大鴉の啼く冬 [book] [アン・クリーヴス]
アン・クリーヴス/東京創元社/お薦め度 ★★★★★
CWA賞最優秀長篇賞受賞作
舞台はイギリス最北端シェトランド諸島、極地型Cfc(冬は緯度の割にはかなり温暖だが、一年中風が強い上に、夏が短く気温もあまり上がらない(平均気温10度以上の月が3ヶ月以下))。その上、土地もやせている為農作物は栽培できず、古くから放牧が行われてきた。そんな自然条件が色濃く物語に反映されている。
舞台設定に一本!全編を通して流れる凍りついた空気が実にいい!
新年を祝うパーティの帰り、ふたりの女子高校生は知的障害のある老人宅を訪れた。その四日後、高校生のひとり、黒髪の少女、が雪原でマフラーで首を絞められ発見される。

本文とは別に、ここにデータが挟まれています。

PR #1054, opened 2021-09-29
Update compact dataset I/O routines to handle driver-level memory copy

jhendersonHDF:
These changes are needed to be compatible with the GPU VFD. Since the VFD uses buffers that are allocated via cudaMalloc, which aren't compatible with memcpy from the standard library, HDF5 needs to be able to request that a driver handle a memory copy if necessary.

### DIFF
--- a/src/H5Dcompact.c
+++ b/src/H5Dcompact.c
@@ -47,6 +47,24 @@
 /* Local Typedefs */
 /******************/
 
+/* Callback info for readvv operation when file driver
+ * uses special memory management functions
+ */
+typedef struct H5D_compact_readvv_special_mem_ud_t {
+    H5F_shared_t *f_sh;   /* Shared file for dataset */
+    void *        rbuf;   /* Pointer to buffer to be read from */
+    void *        dstbuf; /* Pointer to buffer to be read into */
+} H5D_compact_readvv_special_mem_ud_t;
+
+/* Callback info for writevv operation when file driver
+ * uses special memory management functions
+ */
+typedef struct H5D_compact_writevv_special_mem_ud_t {
+    H5F_shared_t *f_sh;   /* Shared file for dataset */
+    const void *  wbuf;   /* Pointer to buffer to be written from */
+    void *        dstbuf; /* Pointer to buffer to be written into */
+} H5D_compact_writevv_special_mem_ud_t;
+
 /********************/
 /* Local Prototypes */
 /********************/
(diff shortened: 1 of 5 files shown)


src/H5Dcompact.c
```diff
@@ -47,6 +47,24 @@
...
+} H5D_compact_readvv_special_mem_ud_t;
+
+/* Callback info for writevv operation when file driver
+ * uses special memory management functions
+ */
+typedef struct H5D_compact_writevv_special_mem_ud_t {
+    H5F_shared_t *f_sh;   /* Shared file for dataset */
+    const void *  wbuf;   /* Pointer to buffer to be written from */
+    void *        dstbuf; /* Pointer to buffer to be written into */
+} H5D_compact_writevv_special_mem_ud_t;
```
jhendersonHDF: While annoying, use two different structures similar to the approach in H5Dcontig.c for const-correctness without warnings.

src/H5Dcompact.c
```diff
@@ -239,6 +259,48 @@ H5D__compact_io_init(const H5D_io_info_t *io_info, const H5D_type_info_t H5_ATTR
...
+    H5D_compact_readvv_special_mem_ud_t *udata = (H5D_compact_readvv_special_mem_ud_t *)_udata;
+    H5FD_ctl_memcpy_args_t               op_args;
+    uint64_t                             op_flags;
+    H5FD_t *                             file_handle = NULL;
+    herr_t                               ret_value   = SUCCEED;
+
+    FUNC_ENTER_STATIC
+
+    /* Retrieve lower-level file handle for I/O */
+    if (H5F_shared_get_file_handle(udata->f_sh, &file_handle) < 0)
```
jhendersonHDF: Here, we need a handle to the shared file structure's H5FD_t pointer. However, the H5F package hides this behind an incomplete typedef, so we can't just directly access it through udata->f_sh->lf. We have to create a routine in H5Fquery.c to give this back to us.

src/H5FDpublic.h
```diff
@@ -185,6 +193,9 @@
 #define H5FD_CTL__GET_MPI_COMMUNICATOR_OPCODE 2
 #define H5FD_CTL__GET_MPI_RANK_OPCODE         3
 #define H5FD_CTL__GET_MPI_SIZE_OPCODE         4
+#define H5FD_CTL__MEM_ALLOC                   5
+#define H5FD_CTL__MEM_FREE                    6
+#define H5FD_CTL__MEM_COPY                    7
```
jhendersonHDF, line 198: Here, I only reserved the op codes for driver-level memory allocations and frees. I haven't added any argument structs for them since there isn't a use case yet, but can do so if it's useful.

src/H5Fprivate.h
```diff
@@ -24,11 +24,9 @@ typedef struct H5F_t H5F_t;
 /* Include package's public header */
 #include "H5Fpublic.h"
 
-/* Public headers needed by this file */
-#include "H5FDpublic.h" /* File drivers                 */
-
 /* Private headers needed by this file */
 #include "H5MMprivate.h" /* Memory management            */
+#include "H5FDprivate.h" /* File drivers                 */
```
jhendersonHDF, line 29: Since H5F_shared_get_file_handles needs the definition for the H5FD_t type, and since H5FDprivate.h includes H5FDpublic.h, just include the private header rather than both here.

derobins (approved):

soumagne (approved):

byrnHDF:
Should I assume all these changes to develop have had someone add release.txt entries?

src/H5FDpublic.h
jrmainzer: Agree -- wait until we have use cases.

jhendersonHDF:
> Should I assume all these changes to develop have had someone add release.txt entries?

It looks like the VFD plugins PR didn't have a RELEASE.txt entry associated with it. Let me create that in a separate PR and then add a RELEASE.txt entry for this PR here.

jrmainzer (approved):
VFD code looks good.
No obvious issues with H5D code, but then I'm not as familiar with it as I would like.

qkoziol (approved):

lrknox (approved):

小さな町、べっ視される老人、住民は老人の犯行と決めつける。八年前、同じく老人宅を訪ねた少女が姿を消したことが再び甦る。地元の警部と本土の警部の合同捜査が始まる。
凍りついた空気と事件があいまって、読者をシェトランド諸島まで引き連れていく著者の筆致に脱帽。
追伸:中村俊輔のいる「セルティックス」のユニフォームが話題になる場面があります。俊輔も寒いところで試合をしているんだなとあらためて思った次第です。